PR #361, opened 2023-07-20
feat!: add events support

### LINKED ISSUE #314: [flagd-provider] add events support
Once the java-sdk has `events` and `init/shutdown` support, we need to update the flagd-provider to emit events and do proper init/shutdown. We already have a stream implemented for cache-busing, so this should be pretty simple.

Definition of done:
- flagd does does startup logic (like initializing its stream) in `initialize` function
- flagd shuts down stream in `close/shutdown` function
- flagd emits appropriate events on flag changes, and errors
- associated testing

Blocked by:
- java-sdk implementation: https://github.com/open-feature/java-sdk/issues/437

Resources:
- [flag provider guide](https://github.com/open-feature/flagd/blob/main/docs/other_resources/creating_providers.md#provider-lifecycle-initialization-and-shutdown)

thisthat:
Signed-off-by: Giovanni Liva <giovanni.liva@dynatrace.com>

## This PR

- introduce support for Events

### Related Issues

Fixes #314 

### How to test

Run `mvn verify`

### DIFF
--- a/providers/flagd/pom.xml
+++ b/providers/flagd/pom.xml
@@ -26,6 +26,16 @@
     </developers>
 
     <dependencies>
+
+        <!-- override parent definition -->
+        <dependency>
+            <groupId>dev.openfeature</groupId>
+            <artifactId>sdk</artifactId>
+            <version>[1.4,2.0)</version>
+            <scope>provided</scope>
+        </dependency>
+
+
         <!-- we inherent dev.openfeature.javasdk and the test dependencies from the parent pom -->
 
         <dependency>
--- a/providers/flagd/src/main/java/dev/openfeature/contrib/providers/flagd/EventStreamObserver.java
+++ b/providers/flagd/src/main/java/dev/openfeature/contrib/providers/flagd/EventStreamObserver.java
@@ -1,8 +1,10 @@
 package dev.openfeature.contrib.providers.flagd;
 
+import java.util.Map;
 import io.grpc.stub.StreamObserver;
 import lombok.extern.slf4j.Slf4j;
 import dev.openfeature.flagd.grpc.Schema.EventStreamResponse;
+import com.google.protobuf.Value;
 
 /**
  * EventStreamObserver handles events emitted by flagd.
@@ -14,6 +16,7 @@ public class EventStreamObserver implements StreamObserver<EventStreamResponse> 
 
     private static final String configurationChange = "configuration_change";
     private static final String providerReady = "provider_ready";
+    static final String flagsKey = "flags";
 
     EventStreamObserver(FlagdCache cache, EventStreamCallback callback) {
         this.cache = cache;
@@ -24,7 +27,7 @@ public class EventStreamObserver implements StreamObserver<EventStreamResponse> 
     public void onNext(EventStreamResponse value) {
         switch (value.getType()) {
             case configurationChange:
-                this.handleConfigurationChangeEvent();
+                this.handleConfigurationChangeEvent(value);
                 break;
             case providerReady:
                 this.handleProviderReadyEvent();
@@ -58,13 +61,23 @@ public class EventStreamObserver implements StreamObserver<EventStreamResponse> 
         this.callback.setEventStreamAlive(false);
     }
 
-    private void handleConfigurationChangeEvent() {
+    private void handleConfigurationChangeEvent(EventStreamResponse value) {
         this.callback.emitConfigurationChangeEvent();
         if (!this.cache.getEnabled()) {
             return;
         }
-        // Always flush the cache when configuration_change event is received
-        this.cache.clear();
+        Map<String, Value> data = value.getData().getFieldsMap();
+        Value flagsValue = data.get(flagsKey);
+        if (flagsValue == null) {
+            this.cache.clear();
+            return;
+        }
+
+        Map<String, Value> flags = flagsValue.getStructValue().getFieldsMap();
+
+        for (String flagKey : flags.keySet()) {
+            this.cache.remove(flagKey);
+        }
     }
 
     private void handleProviderReadyEvent() {
--- a/providers/flagd/src/main/java/dev/openfeature/contrib/providers/flagd/EventStreamObserver.java
+++ b/providers/flagd/src/main/java/dev/openfeature/contrib/providers/flagd/EventStreamObserver.java
@@ -1,10 +1,8 @@
 package dev.openfeature.contrib.providers.flagd;
 
-import java.util.Map;
 import io.grpc.stub.StreamObserver;
 import lombok.extern.slf4j.Slf4j;
 import dev.openfeature.flagd.grpc.Schema.EventStreamResponse;
-import com.google.protobuf.Value;
 
 /**
  * EventStreamObserver handles events emitted by flagd.
@@ -16,7 +14,6 @@ public class EventStreamObserver implements StreamObserver<EventStreamResponse> 
 
     private static final String configurationChange = "configuration_change";
     private static final String providerReady = "provider_ready";
-    private static final String flagsKey = "flags";
 
     EventStreamObserver(FlagdCache cache, EventStreamCallback callback) {
         this.cache = cache;
--- a/providers/flagd/src/main/java/dev/openfeature/contrib/providers/flagd/EventStreamObserver.java
+++ b/providers/flagd/src/main/java/dev/openfeature/contrib/providers/flagd/EventStreamObserver.java
@@ -1,6 +1,8 @@
 package dev.openfeature.contrib.providers.flagd;
 
 import java.util.Map;
+
+import dev.openfeature.sdk.ProviderState;
 import io.grpc.stub.StreamObserver;
 import lombok.extern.slf4j.Slf4j;
 import dev.openfeature.flagd.grpc.Schema.EventStreamResponse;
@@ -44,7 +46,7 @@ public class EventStreamObserver implements StreamObserver<EventStreamResponse> 
         if (this.cache.getEnabled()) {
             this.cache.clear();
         }
-        this.callback.setEventStreamAlive(false);
+        this.callback.setState(ProviderState.ERROR);
         try {
             this.callback.restartEventStream();
             this.callback.emitSuccessReconnectionEvents();
@@ -58,7 +60,7 @@ public class EventStreamObserver implements StreamObserver<EventStreamResponse> 
         if (this.cache.getEnabled()) {
             this.cache.clear();
         }
-        this.callback.setEventStreamAlive(false);
+        this.callback.setState(ProviderState.ERROR);
     }
 
     private void handleConfigurationChangeEvent(EventStreamResponse value) {
@@ -81,7 +83,7 @@ public class EventStreamObserver implements StreamObserver<EventStreamResponse> 
     }
 
     private void handleProviderReadyEvent() {
-        this.callback.setEventStreamAlive(true);
+        this.callback.setState(ProviderState.READY);
         if (this.cache.getEnabled()) {
             this.cache.clear();
         }
--- a/providers/flagd/src/main/java/dev/openfeature/contrib/providers/flagd/EventStreamObserver.java
+++ b/providers/flagd/src/main/java/dev/openfeature/contrib/providers/flagd/EventStreamObserver.java
@@ -27,7 +27,7 @@ public class EventStreamObserver implements StreamObserver<EventStreamResponse> 
     public void onNext(EventStreamResponse value) {
         switch (value.getType()) {
             case configurationChange:
-                this.handleConfigurationChangeEvent(value);
+                this.handleConfigurationChangeEvent();
                 break;
             case providerReady:
                 this.handleProviderReadyEvent();
@@ -47,6 +47,7 @@ public class EventStreamObserver implements StreamObserver<EventStreamResponse> 
         this.callback.setEventStreamAlive(false);
         try {
             this.callback.restartEventStream();
+            this.callback.emitSuccessReconnectionEvents();
         } catch (Exception e) {
             log.error("restart event stream", e);
         }
@@ -60,23 +61,13 @@ public class EventStreamObserver implements StreamObserver<EventStreamResponse> 
         this.callback.setEventStreamAlive(false);
     }
 
-    private void handleConfigurationChangeEvent(EventStreamResponse value) {
+    private void handleConfigurationChangeEvent() {
+        this.callback.emitConfigurationChangeEvent();
         if (!this.cache.getEnabled()) {
             return;
         }
-
-        Map<String, Value> data = value.getData().getFieldsMap();
-        Value flagsValue = data.get(flagsKey);
-        if (flagsValue == null) {
-            this.cache.clear();
-            return;
-        }
-
-        Map<String, Value> flags = flagsValue.getStructValue().getFieldsMap();
-
-        for (String flagKey : flags.keySet()) {
-            this.cache.remove(flagKey);
-        }
+        // Always flush the cache when configuration_change event is received
+        this.cache.clear();
     }
 
     private void handleProviderReadyEvent() {
--- a/providers/flagd/src/main/java/dev/openfeature/contrib/providers/flagd/FlagdProvider.java
+++ b/providers/flagd/src/main/java/dev/openfeature/contrib/providers/flagd/FlagdProvider.java
@@ -24,6 +24,8 @@ import dev.openfeature.sdk.ProviderState;
 import dev.openfeature.sdk.Value;
 import edu.umd.cs.findbugs.annotations.SuppressFBWarnings;
 import io.grpc.ManagedChannel;
+import io.grpc.Status;
+import io.grpc.StatusRuntimeException;
 import io.grpc.netty.GrpcSslContexts;
 import io.grpc.netty.NettyChannelBuilder;
 import io.grpc.stub.StreamObserver;
@@ -36,7 +38,6 @@ import lombok.extern.slf4j.Slf4j;
 import javax.net.ssl.SSLException;
 import java.io.File;
 import java.util.HashMap;
-import java.util.Iterator;
 import java.util.List;
 import java.util.Map;
 import java.util.concurrent.Executors;
@@ -118,17 +119,20 @@ public class FlagdProvider extends EventProvider implements FeatureProvider, Eve
     }
 
     @Override
-    public void initialize(EvaluationContext evaluationContext) throws Exception {
+    public void initialize(EvaluationContext evaluationContext) throws RuntimeException {
         try {
-            EventStreamRequest r = EventStreamRequest.getDefaultInstance();
-            Iterator<EventStreamResponse> eventStreamResponseIterator = this.serviceBlockingStub
+            // try a dummy request
+            this.serviceBlockingStub
                     .withWaitForReady()
                     .withDeadlineAfter(this.deadline, TimeUnit.MILLISECONDS)
-                    .eventStream(r);
-            if(!eventStreamResponseIterator.hasNext()) {
-                throw new Exception("cannot connect");
+                    .resolveBoolean(ResolveBooleanRequest.newBuilder().setFlagKey("ready?").build());
+        } catch (StatusRuntimeException e) {
+            // only return the exception if we don't meet the deadline
+            if (Status.DEADLINE_EXCEEDED.equals(e.getStatus())) {
+                throw e;
             }
         } finally {
+            // try in background to open the event stream
             Executors.newSingleThreadExecutor().submit(this::handleEvents);
         }
     }
@@ -137,12 +141,16 @@ public class FlagdProvider extends EventProvider implements FeatureProvider, Eve
     public void shutdown() {
         try {
             if (this.channel != null) {
-                this.channel.shutdown().awaitTermination(5, TimeUnit.SECONDS);
+                this.channel.shutdown();
+                this.channel.awaitTermination(5, TimeUnit.SECONDS);
             }
         } catch (InterruptedException e) {
             log.error("Error during shutdown {}", FLAGD_PROVIDER, e);
         } finally {
             this.cache.clear();
+            if (this.channel != null) {
+                this.channel.shutdownNow();
+            }
         }
     }
 
@@ -261,6 +269,7 @@ public class FlagdProvider extends EventProvider implements FeatureProvider, Eve
         return this;
     }
 
+    @Override
     public void setState(ProviderState state) {
         Lock l = this.lock.writeLock();
         try {
--- a/providers/flagd/src/main/java/dev/openfeature/contrib/providers/flagd/FlagdProvider.java
+++ b/providers/flagd/src/main/java/dev/openfeature/contrib/providers/flagd/FlagdProvider.java
@@ -118,7 +118,9 @@ public class FlagdProvider extends EventProvider implements FeatureProvider, Eve
     @Override
     public void shutdown() {
         try {
-            this.channel.shutdown().awaitTermination(5, TimeUnit.SECONDS);
+            if(this.channel != null) {
+                this.channel.shutdown().awaitTermination(5, TimeUnit.SECONDS);
+            }
         } catch (InterruptedException e) {
             log.error("Error during shutdown {}", FLAGD_PROVIDER, e);
         } finally {
--- a/providers/flagd/src/main/java/dev/openfeature/contrib/providers/flagd/FlagdProvider.java
+++ b/providers/flagd/src/main/java/dev/openfeature/contrib/providers/flagd/FlagdProvider.java
@@ -40,7 +40,6 @@ import java.io.File;
 import java.util.HashMap;
 import java.util.List;
 import java.util.Map;
-import java.util.concurrent.Executors;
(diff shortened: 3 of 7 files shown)


providers/flagd/src/main/java/dev/openfeature/contrib/providers/flagd/EventStreamObserver.java
```diff
@@ -60,23 +61,13 @@ public void onCompleted() {
...
-            return;
-        }
-
-        Map<String, Value> flags = flagsValue.getStructValue().getFieldsMap();
-
-        for (String flagKey : flags.keySet()) {
-            this.cache.remove(flagKey);
-        }
+        // Always flush the cache when configuration_change event is received
+        this.cache.clear();
```
thisthat: @toddbaert could you please double-check that I interpreted [the docs](https://github.com/open-feature/flagd/blob/main/docs/other_resources/creating_providers.md#provider-lifecycle-initialization-and-shutdown) correctly: 

> emit PROVIDER_CONFIGURATION_CHANGED event and flush cache when a configuration_change message is received on the streaming connection

toddbaert: No, I think because we know the flags changed, we don't need to flush them all - there's no reason to alter that behavior for this feature. I think I should update the doc to be more precise about this.

In the case of flagd, we know exactly the flags changed, so we can be more efficient by only busting those keys.

thisthat: Thanks! I have updated the PR and tests :) now it is ready for reviews

providers/flagd/src/main/java/dev/openfeature/contrib/providers/flagd/FlagdProvider.java
```diff
@@ -109,9 +106,32 @@ public FlagdProvider(final FlagdOptions options) {
...
+    }
+
+    @Override
+    public void initialize(EvaluationContext evaluationContext) {
+        this.serviceBlockingStub = this.serviceBlockingStub
+                .withWaitForReady()
+                .withDeadline(Deadline.after(30, TimeUnit.SECONDS));
+        this.serviceStub = this.serviceStub
+                .withWaitForReady()
+                .withDeadline(Deadline.after(30, TimeUnit.SECONDS));
```
toddbaert: I'm a bit confused with how this works in conjunction with `restartEventStream` below, which is called by the `EventStreamObserver` when there's an error. As `withWaitForReady` explains:

```This may dramatically increase the latency of the RPC, but avoids failing "unnecessarily." The default queues the RPC until an attempt to connect has completed, but fails RPCs without sending them if unable to connect.```

I'm concerned the 30s timeout _may_ be conflicting with our custom retry logic. If I'm understanding everything here correctly, it means that if we're having trouble connecting entirely, we won't see an error until 30s later. I think the way our retry works, it may be better to use the default method, since it will then retry using our backoff (because an error will be thrown).

This brings up another point... which we may want to address in another PR: we don't have integration tests that _fully_ test our retry logic, as far as I can tell. I think that's too much for this change though.

File: providers/flagd/src/test/java/dev/openfeature/contrib/providers/flagd/EventStreamObserverTest.java [hunk 3]
```diff
@@ -0,0 +1,117 @@
...
+        }
+        @Test
+        public void Ready(){
+            Schema.EventStreamResponse resp = mock(Schema.EventStreamResponse.class);
+            when(resp.getType()).thenReturn("provider_ready");
+            stream.onNext(resp);
+            verify(callback, times(0)).emit(any(ProviderEvent.class), any(ProviderEventDetails.class));
+        }
+        @Test
+        public void Reconnections(){
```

Exercise directions: Nothing but an exact copy of the lines from the first one above through the line holding "### LINKED ISSUE" should be returned.

Expected answer:
PR #361, opened 2023-07-20
feat!: add events support

### LINKED ISSUE #314: [flagd-provider] add events support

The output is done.